Se as tivéssemos, distinguiríamos a obra, a cultura e contributo para o bem-estar dos cidadãos. Hipotéticas condecorações trazem pois esta coluna nomes cujo benfiquismo merece ser enaltecido. Atletas e técnicos, de hoje e de outrora, ficam para outras páginas e prefiro mencionar alguns e não destacar nenhum, mesmo não havendo linhas que cheguem: António Lobo Antunes, Fernando Tordo, Paulo de Carvalho, José Jorge Letria, Paco Bandeira, Ricardo Araújo Pereira, Manuel dos Santos, Tiago Dores, Miguel Góis, Ricardo Cardoso, José Fonseca e Costa. Dos possíveis galardoados supracitados, neste exercício que me vincula apenas a mim, só o escritor António Lobo Antunes não veio ainda à Benfica TV. Seria uma honra, um privilégio recebê-lo e dar-lhe o tempo de antena que merece. Ficaríamos presos à imagem e ao som na evocação do Benfica para quem foi e é de Benfica, com e sem futebol. Estes talentos são capazes de transformar a televisão previsível numa televisão original e rica na partilha de testemunhos. Tê-los cá faz a diferença, no mínimo faz da Benfica TV um canal surpreendente. O programa norte -americano «No reservations» consegue ser diferente de tudo o que alguma vez vi sobre viagens e gastronomia. Podia ser idêntico a tantos outros mas não é porque tem Anthony Bourdain. O apresentador subverte o óbvio, recorrendo às emoções e a histórias bem contadas. Nós não temos um Bourdain mas podemos ter uma lista de talentos que, caso queiram, entram em cena para fazer de um simples televisão de clube um canal capaz de apelar a mais de seis milhões de portugueses. O apelo é extensível ao jornalista Ferreira Fernandes, que até admiro bastante. Para corrigir a imperfeição que as suas crónicas fizeram agravar, esclareço que os relatos da Benfica TV (começaram em Dezembro de 2008) resultam da impossibilidade de se exibirem os jogos em directo. O campo e as equipas uma contra a outra. Os direitos pertencem a outrem, não a nós. Negoceiam-se e debatem-se desde que existe Olivedesportos, envolvem milhões de euros, divididos por várias épocas de exclusivos. Seja como for, este canal precisa de si também, FF enquanto benfiquista e espectador atento. Sem condecoração.
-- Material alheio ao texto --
PR #38, opened 2018-10-10
Use one workgroup and improve performance by using 64b copying if

wenkaidu:
possible.

Data item size must be 64b aligned for this optimzation to work
in case of all gather. For example if data size is 20 bytes, copy
will be from offset 0 to offset 20. It is not possible to align
src and dst buffer to 64b.

### DIFF
--- a/src/rcclScalarAllGatherKernels.h
+++ b/src/rcclScalarAllGatherKernels.h
@@ -12,45 +12,111 @@ All rights reserved.
  * This file contains implementation of kernels used by rcclAllGather
  *
  */
+template<class T>
+__device__ bool is_aligned(const void * ptr) noexcept {
+    auto iptr = reinterpret_cast<std::uintptr_t>(ptr);
+    return !(iptr % alignof(T));
+}
 
 //! @brief Definition of RcclKernelScalarAllGather
 //! Gather data from all gpus and store to current gpu destination buffer
 template <typename DataType_t>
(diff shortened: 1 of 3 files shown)


src/rcclScalarAllGatherKernels.h
```diff
@@ -12,45 +12,111 @@ All rights reserved.
  * This file contains implementation of kernels used by rcclAllGather
  *
  */
+template<class T>
+__device__ bool is_aligned(const void * ptr) noexcept {
+    auto iptr = reinterpret_cast<std::uintptr_t>(ptr);
+    return !(iptr % alignof(T));
+}
```
adityaatluri: Add comments about functionality of the code.

src/rcclScalarAllGatherKernels.h
```diff
@@ -12,45 +12,111 @@ All rights reserved.
...
-                                          int count) {
-    int tx = threadIdx.x;
-    int bx = blockIdx.x;
-    int tid = tx + bx * knum_vectors_per_workgroup;
-
+        int count) {
+    int tid = threadIdx.x;
+    RingNode_t* pnext_track = pcurr_track->next_gpu;
+    bool use_64b_copy = 0;
+    int packed_count = count * sizeof(DataType_t) / sizeof(unsigned long long);
```
adityaatluri: You can add `VectorType_t` to templates and find the packed count as `count / (sizeof(VectorType_t) / sizeof(DataType_t))`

publicado por Benfica 73 às 00:52

Novembro 16 2010

“Vamos ver se nos entendemos”, a Benfica TV ganharia muito se benfiquistas mediáticos, brilhantes, os melhores entre iguais, estivessem presentes regularmente nas nossas emissões. Ainda que merecedores de um espaço alargado, destaco dois deles nesta crónica semanal com caracteres contados. A frase de arranque do presente texto é uma expressão recorrente no discurso de Júlio Machado Vaz, psiquiatra e sexólogo que partilha as manhãs da Antena 1 com outro grande benfiquista, jornalista, que religiosamente oiço antes de vir para o Estádio da Luz: João Gobern. De segunda a sexta-feira, não perco nenhum dos programas. E como eu deve haver largos milhares. O Júlio e o João vivem no Norte e são figuras que deixam marca por onde vão passando, capazes de defender o Sport Lisboa e Benfica onde quer que estejam. Inteligentes, sensíveis, experientes e fiéis às convicções e princípios fazem-se ler, ver e ouvir de forma apaixonada. Vincam a presença do SLB nas mais diversas ocasiões, conseguindo ser a voz de milhões de adeptos que vivem longe da Avenida General Norton de Matos, da “Nova Catedral”. Na semana das justas homenagens aos Sócios Fundadores, a Cosme Damião, ao Centro de Documentação, ao Museu e ao Departamento de Reserva, Conservação e Restauro (parabéns, António Ferreira!), na semana em que os valores do Clube foram tão bem divulgados parece-me oportuno colocar Júlio Machado Vaz («O Amor É», com Inês Meneses) e João Gobern («Pano para Mangas» e «Hotel Babilónia», este último com Pedro Rolo Duarte) na zona focada pelas objectivas.

Nomes e iniciativas grandes, história e actualidade de valor, presente e futuro brilhante reforçam e engrandecem o SLB. João e Júlio, JJ, convidados várias vezes para vir à antena, cumprem a sua parte de informar com o Benfica no coração. Haja futebol ou não, são um exemplo há anos. Despeço-me até de hoje a oito dias, com a referência a outros nomes de benfiquistas mediáticos, os melhores dos melhores.